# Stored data
*** Block opens ***
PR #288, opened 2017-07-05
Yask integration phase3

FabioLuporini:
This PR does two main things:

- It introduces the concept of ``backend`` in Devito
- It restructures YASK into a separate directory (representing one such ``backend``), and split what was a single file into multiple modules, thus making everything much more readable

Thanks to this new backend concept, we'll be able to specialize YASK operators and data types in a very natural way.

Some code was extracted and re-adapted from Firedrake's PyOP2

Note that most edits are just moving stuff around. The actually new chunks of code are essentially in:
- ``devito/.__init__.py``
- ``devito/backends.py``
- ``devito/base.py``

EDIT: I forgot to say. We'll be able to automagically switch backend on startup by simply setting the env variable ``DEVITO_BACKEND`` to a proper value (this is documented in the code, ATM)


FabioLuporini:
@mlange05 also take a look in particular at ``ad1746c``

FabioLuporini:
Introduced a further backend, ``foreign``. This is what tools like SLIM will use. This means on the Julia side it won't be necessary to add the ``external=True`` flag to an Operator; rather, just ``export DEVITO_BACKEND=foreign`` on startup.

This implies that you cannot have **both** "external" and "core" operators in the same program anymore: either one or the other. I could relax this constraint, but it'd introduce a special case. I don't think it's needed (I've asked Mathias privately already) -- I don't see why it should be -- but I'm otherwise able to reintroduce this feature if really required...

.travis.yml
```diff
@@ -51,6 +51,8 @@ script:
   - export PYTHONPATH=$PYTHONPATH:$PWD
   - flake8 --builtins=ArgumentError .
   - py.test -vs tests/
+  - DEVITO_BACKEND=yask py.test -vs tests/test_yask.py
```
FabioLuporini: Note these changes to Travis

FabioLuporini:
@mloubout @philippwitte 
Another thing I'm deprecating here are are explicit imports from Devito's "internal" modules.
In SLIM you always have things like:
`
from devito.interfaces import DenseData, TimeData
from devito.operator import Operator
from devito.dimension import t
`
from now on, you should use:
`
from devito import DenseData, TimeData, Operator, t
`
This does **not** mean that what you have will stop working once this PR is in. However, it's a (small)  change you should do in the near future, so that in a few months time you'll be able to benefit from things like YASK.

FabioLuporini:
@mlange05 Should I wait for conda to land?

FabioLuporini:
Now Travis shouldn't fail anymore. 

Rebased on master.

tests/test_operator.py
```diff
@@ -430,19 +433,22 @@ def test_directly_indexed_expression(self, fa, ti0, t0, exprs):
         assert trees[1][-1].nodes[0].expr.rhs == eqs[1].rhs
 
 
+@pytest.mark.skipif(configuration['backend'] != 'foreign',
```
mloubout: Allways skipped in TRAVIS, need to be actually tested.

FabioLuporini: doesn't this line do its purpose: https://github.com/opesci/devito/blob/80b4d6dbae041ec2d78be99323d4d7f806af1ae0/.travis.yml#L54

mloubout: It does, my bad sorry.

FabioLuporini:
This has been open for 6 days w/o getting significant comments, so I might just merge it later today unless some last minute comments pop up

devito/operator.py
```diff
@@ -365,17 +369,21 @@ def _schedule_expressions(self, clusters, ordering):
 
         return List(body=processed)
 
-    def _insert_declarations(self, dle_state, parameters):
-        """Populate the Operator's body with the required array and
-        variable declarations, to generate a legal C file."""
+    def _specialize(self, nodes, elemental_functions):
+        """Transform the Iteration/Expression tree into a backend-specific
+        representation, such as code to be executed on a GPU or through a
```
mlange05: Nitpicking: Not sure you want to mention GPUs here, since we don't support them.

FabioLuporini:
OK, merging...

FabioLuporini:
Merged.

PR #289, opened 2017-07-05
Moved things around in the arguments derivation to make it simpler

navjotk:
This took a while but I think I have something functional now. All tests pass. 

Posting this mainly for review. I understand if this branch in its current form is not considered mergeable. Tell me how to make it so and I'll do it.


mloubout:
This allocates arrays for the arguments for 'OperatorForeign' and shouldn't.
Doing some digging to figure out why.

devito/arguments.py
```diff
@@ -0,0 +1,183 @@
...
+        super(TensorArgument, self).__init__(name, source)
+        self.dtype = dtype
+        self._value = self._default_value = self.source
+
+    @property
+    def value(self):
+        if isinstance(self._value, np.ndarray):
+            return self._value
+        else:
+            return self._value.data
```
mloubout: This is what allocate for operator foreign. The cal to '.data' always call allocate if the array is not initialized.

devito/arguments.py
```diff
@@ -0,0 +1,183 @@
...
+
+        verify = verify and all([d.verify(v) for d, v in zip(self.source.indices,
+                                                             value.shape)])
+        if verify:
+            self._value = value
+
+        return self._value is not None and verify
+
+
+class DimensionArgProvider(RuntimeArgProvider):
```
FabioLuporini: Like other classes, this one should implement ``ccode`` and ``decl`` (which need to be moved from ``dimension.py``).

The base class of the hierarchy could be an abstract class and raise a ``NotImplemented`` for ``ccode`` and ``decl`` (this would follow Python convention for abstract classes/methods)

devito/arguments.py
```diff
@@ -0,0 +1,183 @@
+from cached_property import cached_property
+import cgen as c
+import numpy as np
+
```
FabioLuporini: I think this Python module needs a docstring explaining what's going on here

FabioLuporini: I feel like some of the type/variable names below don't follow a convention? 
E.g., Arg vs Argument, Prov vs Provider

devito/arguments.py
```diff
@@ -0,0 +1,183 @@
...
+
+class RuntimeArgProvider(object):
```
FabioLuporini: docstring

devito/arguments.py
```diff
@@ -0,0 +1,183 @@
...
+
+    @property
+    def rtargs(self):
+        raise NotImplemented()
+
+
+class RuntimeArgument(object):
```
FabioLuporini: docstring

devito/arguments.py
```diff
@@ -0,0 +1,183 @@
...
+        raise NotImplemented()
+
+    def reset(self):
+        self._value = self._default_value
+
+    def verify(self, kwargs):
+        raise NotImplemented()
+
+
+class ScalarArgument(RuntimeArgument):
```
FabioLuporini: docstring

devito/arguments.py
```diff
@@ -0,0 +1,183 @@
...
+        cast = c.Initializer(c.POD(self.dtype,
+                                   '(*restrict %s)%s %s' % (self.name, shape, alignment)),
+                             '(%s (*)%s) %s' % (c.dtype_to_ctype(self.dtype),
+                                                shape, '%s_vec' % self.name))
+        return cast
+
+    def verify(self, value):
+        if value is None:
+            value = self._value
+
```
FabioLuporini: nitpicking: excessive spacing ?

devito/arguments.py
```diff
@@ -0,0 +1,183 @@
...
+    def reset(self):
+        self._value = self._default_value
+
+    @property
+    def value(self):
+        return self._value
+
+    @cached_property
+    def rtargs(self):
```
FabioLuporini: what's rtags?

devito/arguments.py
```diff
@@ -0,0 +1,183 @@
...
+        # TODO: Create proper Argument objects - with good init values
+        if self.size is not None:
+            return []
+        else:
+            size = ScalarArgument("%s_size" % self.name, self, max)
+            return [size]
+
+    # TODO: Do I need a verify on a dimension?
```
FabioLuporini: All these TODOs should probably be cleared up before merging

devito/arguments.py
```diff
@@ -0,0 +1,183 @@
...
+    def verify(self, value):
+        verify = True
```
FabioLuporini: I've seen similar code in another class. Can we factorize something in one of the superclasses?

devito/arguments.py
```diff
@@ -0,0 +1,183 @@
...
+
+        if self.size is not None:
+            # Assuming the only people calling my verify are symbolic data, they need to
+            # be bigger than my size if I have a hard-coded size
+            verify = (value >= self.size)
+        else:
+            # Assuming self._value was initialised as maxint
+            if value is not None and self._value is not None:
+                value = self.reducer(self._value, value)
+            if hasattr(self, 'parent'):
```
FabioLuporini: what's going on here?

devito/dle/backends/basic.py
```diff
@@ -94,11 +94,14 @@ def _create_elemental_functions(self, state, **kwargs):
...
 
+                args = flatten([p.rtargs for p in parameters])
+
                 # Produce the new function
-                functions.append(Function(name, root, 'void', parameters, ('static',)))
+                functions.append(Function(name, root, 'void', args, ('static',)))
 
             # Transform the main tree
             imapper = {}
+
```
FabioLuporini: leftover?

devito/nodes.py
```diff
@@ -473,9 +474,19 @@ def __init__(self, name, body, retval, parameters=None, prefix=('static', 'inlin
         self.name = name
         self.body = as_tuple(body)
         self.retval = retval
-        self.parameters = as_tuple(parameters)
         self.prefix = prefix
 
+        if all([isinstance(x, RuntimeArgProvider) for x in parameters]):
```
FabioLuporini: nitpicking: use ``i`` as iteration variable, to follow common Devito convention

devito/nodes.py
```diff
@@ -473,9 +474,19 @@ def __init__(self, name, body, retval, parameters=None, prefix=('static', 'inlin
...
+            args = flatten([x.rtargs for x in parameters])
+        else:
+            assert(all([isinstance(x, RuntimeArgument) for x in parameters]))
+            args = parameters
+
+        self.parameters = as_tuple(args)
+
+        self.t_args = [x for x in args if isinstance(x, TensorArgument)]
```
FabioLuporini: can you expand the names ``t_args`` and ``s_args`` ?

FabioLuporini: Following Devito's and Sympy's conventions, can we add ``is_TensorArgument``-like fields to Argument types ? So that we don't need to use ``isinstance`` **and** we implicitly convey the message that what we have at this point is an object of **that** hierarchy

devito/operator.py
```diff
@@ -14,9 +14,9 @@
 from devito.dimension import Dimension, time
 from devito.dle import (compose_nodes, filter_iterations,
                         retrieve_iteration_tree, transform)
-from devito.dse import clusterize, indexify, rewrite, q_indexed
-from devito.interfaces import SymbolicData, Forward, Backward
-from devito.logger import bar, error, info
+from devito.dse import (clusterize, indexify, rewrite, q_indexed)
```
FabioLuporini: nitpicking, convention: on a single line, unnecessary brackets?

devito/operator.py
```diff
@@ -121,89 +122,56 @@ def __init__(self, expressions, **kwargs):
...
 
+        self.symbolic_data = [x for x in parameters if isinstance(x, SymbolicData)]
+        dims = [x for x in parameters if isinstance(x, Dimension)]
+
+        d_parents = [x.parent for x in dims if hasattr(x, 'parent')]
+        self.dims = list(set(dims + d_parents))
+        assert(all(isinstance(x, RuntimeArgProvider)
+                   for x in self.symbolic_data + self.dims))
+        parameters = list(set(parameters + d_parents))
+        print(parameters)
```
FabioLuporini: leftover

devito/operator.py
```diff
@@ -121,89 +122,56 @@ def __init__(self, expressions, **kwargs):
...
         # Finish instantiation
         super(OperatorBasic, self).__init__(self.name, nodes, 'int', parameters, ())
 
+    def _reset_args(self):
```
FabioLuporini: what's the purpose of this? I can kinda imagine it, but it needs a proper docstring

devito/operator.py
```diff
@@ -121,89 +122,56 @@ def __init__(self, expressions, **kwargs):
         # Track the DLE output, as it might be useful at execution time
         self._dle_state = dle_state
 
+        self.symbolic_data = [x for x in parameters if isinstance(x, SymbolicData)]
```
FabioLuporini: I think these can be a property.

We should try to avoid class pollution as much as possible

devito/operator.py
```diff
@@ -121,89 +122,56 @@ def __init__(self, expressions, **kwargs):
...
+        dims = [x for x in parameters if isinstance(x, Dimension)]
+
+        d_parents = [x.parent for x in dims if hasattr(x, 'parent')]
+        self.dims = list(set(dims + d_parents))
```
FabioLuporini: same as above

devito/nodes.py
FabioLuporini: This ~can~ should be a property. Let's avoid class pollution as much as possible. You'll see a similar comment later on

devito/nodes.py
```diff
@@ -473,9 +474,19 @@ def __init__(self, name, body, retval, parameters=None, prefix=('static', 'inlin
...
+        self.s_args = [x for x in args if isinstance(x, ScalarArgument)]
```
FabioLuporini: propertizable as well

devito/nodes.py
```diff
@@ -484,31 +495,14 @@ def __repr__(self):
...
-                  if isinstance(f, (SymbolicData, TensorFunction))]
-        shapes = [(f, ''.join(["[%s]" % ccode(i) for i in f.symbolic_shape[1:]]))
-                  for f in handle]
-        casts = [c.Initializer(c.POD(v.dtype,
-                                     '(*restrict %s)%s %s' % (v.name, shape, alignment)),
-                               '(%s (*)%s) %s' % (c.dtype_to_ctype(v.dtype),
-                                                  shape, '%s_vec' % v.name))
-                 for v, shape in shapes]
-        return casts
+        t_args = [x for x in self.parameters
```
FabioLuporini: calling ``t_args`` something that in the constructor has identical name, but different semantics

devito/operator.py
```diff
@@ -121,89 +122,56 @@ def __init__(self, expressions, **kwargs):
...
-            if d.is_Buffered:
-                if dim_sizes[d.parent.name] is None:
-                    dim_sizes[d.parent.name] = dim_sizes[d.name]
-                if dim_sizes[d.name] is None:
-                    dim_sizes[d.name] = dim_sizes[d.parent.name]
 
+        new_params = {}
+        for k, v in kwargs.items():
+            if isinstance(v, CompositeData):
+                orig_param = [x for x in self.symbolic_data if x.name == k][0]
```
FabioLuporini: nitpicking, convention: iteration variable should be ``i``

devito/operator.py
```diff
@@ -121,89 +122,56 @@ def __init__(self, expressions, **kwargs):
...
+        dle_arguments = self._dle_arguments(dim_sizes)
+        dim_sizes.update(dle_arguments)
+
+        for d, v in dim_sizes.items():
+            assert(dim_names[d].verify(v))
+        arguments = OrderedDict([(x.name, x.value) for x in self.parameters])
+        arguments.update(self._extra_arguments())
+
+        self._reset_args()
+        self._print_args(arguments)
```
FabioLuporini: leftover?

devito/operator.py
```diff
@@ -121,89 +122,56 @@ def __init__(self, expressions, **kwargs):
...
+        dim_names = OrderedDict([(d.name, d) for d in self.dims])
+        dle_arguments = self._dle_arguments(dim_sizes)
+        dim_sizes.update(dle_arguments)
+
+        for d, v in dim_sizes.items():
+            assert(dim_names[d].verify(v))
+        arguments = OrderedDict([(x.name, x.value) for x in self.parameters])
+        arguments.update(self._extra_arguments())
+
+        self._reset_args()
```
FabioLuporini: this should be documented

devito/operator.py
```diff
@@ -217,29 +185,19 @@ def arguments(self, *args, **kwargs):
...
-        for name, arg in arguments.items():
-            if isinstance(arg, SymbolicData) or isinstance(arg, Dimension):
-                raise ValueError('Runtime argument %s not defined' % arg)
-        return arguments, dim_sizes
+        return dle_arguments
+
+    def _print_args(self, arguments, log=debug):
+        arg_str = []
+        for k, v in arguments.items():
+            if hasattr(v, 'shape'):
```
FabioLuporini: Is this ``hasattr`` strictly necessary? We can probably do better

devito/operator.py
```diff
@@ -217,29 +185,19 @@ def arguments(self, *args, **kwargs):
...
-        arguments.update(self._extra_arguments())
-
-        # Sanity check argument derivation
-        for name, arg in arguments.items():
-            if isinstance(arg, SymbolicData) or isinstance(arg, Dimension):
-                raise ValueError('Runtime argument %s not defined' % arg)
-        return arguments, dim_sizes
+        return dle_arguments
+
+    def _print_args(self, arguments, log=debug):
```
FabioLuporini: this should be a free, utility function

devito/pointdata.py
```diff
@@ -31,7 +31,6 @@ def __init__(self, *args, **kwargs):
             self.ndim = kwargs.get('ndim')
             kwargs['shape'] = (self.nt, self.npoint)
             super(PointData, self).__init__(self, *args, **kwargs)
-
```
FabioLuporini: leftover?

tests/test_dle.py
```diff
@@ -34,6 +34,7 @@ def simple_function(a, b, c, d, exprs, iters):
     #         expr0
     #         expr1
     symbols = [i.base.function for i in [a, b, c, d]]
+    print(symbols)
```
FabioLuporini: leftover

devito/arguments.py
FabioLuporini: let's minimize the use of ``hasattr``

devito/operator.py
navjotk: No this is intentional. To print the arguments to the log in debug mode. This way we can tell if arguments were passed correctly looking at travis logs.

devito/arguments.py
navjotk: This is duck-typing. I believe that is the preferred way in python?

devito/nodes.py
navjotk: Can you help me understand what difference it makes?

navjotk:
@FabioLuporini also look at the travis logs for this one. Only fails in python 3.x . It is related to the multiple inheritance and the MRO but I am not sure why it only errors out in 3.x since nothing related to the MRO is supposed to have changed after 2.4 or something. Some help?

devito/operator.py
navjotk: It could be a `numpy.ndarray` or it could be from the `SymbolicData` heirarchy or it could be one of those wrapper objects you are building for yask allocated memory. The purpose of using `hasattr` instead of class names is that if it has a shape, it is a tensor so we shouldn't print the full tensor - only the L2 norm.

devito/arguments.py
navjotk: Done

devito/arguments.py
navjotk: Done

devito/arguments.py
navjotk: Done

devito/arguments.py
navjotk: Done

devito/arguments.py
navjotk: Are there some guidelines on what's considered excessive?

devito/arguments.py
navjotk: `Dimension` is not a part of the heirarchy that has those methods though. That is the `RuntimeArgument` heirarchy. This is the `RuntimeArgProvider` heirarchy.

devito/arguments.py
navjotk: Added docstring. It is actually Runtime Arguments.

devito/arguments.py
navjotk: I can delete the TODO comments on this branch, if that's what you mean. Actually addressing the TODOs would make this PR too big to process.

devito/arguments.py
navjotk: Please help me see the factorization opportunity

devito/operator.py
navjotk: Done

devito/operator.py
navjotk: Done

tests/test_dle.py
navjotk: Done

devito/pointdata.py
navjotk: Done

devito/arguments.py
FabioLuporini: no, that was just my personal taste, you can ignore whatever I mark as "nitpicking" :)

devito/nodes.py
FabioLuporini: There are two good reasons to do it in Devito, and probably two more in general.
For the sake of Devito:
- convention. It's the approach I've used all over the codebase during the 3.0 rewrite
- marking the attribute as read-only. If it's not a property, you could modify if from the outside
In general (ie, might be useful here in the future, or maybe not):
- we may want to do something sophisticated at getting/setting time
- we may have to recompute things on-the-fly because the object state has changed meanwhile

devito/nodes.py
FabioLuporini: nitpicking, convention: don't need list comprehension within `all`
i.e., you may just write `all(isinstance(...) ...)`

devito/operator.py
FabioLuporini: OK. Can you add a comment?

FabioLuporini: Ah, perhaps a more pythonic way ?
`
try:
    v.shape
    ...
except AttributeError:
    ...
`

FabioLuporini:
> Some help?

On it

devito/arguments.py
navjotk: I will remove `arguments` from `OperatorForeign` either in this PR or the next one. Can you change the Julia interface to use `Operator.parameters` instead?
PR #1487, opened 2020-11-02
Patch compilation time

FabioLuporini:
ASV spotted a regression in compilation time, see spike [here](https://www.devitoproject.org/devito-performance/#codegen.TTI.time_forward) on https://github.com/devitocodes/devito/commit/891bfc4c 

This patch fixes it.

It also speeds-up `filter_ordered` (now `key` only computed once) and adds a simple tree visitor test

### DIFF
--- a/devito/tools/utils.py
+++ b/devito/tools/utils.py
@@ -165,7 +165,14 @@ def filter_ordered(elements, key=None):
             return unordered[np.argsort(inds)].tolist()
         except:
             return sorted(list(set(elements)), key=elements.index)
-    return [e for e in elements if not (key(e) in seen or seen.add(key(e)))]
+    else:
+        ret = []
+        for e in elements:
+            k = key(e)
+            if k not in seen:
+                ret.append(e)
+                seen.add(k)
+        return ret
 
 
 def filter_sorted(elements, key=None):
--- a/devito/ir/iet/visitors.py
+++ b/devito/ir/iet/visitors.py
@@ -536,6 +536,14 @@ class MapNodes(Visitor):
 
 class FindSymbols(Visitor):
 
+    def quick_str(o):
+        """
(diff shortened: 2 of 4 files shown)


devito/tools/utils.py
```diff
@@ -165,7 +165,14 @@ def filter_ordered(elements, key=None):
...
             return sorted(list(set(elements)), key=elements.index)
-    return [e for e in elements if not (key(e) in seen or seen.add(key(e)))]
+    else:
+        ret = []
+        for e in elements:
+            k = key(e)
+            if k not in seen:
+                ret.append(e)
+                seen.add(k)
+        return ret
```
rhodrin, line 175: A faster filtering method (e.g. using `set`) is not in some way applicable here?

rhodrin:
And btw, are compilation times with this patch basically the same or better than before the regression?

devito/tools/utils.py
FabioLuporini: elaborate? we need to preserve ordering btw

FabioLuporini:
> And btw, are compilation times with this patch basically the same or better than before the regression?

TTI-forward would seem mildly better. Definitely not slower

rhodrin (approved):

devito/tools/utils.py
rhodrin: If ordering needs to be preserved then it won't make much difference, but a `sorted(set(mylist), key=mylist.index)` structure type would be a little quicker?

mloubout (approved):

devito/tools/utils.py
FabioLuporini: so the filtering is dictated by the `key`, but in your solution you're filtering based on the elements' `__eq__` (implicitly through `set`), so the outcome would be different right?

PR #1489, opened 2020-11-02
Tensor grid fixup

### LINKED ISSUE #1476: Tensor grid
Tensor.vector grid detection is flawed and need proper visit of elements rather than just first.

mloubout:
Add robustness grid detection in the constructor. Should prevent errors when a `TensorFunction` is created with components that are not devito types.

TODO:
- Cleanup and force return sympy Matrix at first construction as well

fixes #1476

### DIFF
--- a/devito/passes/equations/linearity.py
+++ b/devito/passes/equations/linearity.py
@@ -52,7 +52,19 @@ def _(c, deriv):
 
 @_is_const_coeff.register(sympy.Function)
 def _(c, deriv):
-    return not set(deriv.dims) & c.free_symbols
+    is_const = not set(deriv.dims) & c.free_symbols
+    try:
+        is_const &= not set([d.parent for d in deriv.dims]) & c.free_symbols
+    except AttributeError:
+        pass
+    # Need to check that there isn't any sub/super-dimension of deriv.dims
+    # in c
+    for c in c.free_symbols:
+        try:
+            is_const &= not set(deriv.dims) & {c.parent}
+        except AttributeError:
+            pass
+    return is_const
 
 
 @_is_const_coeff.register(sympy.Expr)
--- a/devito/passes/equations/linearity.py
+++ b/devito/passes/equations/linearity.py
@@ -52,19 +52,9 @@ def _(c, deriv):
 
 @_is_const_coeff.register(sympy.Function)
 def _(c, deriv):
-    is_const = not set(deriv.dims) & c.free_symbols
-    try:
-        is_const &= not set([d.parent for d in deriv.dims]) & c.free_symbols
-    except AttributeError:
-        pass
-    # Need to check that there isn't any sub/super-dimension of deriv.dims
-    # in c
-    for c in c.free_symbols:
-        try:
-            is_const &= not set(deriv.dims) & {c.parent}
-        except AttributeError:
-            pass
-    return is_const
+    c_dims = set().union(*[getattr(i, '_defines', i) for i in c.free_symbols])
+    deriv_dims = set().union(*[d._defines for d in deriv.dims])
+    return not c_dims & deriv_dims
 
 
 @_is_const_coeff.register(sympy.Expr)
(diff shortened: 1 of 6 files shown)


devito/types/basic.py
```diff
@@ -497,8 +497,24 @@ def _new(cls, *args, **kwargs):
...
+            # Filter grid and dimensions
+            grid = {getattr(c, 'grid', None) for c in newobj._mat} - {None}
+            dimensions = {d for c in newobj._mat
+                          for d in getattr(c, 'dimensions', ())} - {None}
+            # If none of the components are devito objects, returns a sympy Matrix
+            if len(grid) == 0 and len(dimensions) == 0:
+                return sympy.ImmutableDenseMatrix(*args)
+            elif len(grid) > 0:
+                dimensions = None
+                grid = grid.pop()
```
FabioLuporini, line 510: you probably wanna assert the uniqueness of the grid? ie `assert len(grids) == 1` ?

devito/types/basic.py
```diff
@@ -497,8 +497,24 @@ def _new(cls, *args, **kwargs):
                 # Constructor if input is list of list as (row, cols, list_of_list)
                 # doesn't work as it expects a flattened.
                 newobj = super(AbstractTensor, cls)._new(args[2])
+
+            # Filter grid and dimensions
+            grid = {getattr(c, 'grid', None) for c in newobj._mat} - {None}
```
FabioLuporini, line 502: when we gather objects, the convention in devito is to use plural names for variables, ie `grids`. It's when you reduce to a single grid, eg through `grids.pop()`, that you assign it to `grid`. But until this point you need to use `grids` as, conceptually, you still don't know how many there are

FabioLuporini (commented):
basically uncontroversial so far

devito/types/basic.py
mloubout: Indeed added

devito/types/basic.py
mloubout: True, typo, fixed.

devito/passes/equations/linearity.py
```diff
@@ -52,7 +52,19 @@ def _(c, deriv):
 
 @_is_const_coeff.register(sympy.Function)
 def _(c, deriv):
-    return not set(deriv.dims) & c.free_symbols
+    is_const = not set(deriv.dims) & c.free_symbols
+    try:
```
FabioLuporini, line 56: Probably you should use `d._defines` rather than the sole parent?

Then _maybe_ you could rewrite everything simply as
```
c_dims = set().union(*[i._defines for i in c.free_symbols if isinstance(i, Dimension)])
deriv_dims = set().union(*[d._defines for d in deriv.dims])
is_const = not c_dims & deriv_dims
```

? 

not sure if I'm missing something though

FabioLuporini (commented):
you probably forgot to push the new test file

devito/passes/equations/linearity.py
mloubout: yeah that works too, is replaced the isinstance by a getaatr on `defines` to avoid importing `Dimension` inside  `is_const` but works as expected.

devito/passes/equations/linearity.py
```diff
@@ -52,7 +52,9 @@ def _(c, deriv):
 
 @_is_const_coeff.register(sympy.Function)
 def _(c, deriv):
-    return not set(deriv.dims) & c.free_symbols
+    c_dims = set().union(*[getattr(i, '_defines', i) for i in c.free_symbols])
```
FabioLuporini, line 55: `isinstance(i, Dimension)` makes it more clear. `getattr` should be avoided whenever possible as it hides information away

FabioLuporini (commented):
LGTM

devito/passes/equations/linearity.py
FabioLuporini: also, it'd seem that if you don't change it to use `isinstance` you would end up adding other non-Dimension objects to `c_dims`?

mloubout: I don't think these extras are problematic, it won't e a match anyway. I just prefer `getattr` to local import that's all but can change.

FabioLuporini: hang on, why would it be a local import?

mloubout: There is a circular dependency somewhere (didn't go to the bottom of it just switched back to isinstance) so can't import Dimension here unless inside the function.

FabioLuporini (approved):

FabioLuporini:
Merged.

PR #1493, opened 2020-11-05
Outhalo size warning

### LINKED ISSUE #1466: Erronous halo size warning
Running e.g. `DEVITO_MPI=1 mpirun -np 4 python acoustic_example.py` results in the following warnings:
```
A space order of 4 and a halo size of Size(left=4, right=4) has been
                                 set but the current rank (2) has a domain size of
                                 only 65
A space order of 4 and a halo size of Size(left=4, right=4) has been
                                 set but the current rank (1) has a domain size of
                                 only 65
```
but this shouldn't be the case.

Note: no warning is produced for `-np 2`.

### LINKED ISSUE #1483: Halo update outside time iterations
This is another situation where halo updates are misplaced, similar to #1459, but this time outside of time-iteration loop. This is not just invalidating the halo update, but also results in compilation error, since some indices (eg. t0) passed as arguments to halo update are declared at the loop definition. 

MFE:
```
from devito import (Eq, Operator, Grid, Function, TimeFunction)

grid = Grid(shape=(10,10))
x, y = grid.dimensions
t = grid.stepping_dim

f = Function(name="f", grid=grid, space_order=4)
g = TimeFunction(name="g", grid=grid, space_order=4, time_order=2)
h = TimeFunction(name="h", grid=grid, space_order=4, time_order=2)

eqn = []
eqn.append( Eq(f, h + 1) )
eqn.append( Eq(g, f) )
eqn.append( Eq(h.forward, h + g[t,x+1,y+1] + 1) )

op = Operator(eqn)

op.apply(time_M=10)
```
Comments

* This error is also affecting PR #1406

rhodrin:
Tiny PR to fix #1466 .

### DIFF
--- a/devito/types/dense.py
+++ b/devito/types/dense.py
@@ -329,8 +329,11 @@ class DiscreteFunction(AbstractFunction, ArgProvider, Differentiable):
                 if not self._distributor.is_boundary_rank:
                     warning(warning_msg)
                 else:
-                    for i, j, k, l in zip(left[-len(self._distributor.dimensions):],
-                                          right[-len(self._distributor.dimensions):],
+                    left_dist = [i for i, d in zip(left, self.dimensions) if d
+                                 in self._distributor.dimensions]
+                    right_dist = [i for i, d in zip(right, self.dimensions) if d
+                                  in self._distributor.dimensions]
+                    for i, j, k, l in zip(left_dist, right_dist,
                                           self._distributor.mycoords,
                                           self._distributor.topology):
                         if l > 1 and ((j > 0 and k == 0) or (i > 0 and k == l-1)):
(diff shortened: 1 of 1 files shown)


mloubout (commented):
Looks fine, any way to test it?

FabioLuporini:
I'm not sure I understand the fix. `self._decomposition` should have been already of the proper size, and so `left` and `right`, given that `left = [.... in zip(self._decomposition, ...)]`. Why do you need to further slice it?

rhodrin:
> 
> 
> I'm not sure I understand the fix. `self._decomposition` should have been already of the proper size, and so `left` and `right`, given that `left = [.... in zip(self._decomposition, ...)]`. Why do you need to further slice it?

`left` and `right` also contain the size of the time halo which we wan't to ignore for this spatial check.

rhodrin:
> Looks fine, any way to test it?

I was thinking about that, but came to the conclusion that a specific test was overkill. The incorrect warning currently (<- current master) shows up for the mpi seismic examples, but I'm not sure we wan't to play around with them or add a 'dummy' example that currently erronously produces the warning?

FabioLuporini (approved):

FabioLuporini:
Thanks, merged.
*** Block closes ***
# What you need to do
Word for word, restate the lines above from the line containing "In SLIM you" through the line containing "FabioLuporini: doesn't this", with both included and nothing else.

# Output below
In SLIM you always have things like:
`
from devito.interfaces import DenseData, TimeData
from devito.operator import Operator
from devito.dimension import t
`
from now on, you should use:
`
from devito import DenseData, TimeData, Operator, t
`
This does **not** mean that what you have will stop working once this PR is in. However, it's a (small)  change you should do in the near future, so that in a few months time you'll be able to benefit from things like YASK.

FabioLuporini:
@mlange05 Should I wait for conda to land?

FabioLuporini:
Now Travis shouldn't fail anymore. 

Rebased on master.

tests/test_operator.py
```diff
@@ -430,19 +433,22 @@ def test_directly_indexed_expression(self, fa, ti0, t0, exprs):
         assert trees[1][-1].nodes[0].expr.rhs == eqs[1].rhs
 
 
+@pytest.mark.skipif(configuration['backend'] != 'foreign',
```
mloubout: Allways skipped in TRAVIS, need to be actually tested.

FabioLuporini: doesn't this line do its purpose: https://github.com/opesci/devito/blob/80b4d6dbae041ec2d78be99323d4d7f806af1ae0/.travis.yml#L54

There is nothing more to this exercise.